[ACTION ITEM]: Tally the lines in the entries where the string "thirtytwobits" appears, and write only the total.

[DATA TO USE]:
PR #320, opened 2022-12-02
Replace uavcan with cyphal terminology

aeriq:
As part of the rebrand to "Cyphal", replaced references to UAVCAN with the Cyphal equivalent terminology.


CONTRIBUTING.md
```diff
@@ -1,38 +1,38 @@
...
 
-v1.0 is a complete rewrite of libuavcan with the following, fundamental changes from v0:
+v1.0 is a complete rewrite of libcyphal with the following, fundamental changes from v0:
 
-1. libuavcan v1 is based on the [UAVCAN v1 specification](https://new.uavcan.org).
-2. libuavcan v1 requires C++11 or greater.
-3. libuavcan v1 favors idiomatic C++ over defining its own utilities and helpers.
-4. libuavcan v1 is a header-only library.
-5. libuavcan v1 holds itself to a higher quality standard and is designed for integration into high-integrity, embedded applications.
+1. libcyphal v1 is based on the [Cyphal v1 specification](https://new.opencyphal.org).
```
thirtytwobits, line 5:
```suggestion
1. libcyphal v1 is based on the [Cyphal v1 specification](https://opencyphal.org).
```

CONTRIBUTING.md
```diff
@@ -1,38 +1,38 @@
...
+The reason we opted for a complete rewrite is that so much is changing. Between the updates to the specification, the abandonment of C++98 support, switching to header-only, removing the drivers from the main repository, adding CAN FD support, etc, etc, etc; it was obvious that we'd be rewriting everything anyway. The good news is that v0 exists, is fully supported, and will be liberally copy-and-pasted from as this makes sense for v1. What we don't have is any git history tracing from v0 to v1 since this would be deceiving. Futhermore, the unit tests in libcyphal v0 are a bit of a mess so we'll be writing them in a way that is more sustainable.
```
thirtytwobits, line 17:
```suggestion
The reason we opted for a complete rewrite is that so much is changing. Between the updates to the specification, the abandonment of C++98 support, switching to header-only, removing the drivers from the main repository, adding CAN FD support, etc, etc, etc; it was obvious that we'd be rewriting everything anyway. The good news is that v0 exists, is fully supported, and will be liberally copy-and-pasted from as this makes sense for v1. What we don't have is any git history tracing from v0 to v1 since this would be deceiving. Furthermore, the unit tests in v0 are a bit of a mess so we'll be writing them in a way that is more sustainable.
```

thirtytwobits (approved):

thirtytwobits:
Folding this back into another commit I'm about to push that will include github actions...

[ANSWER AREA]: 4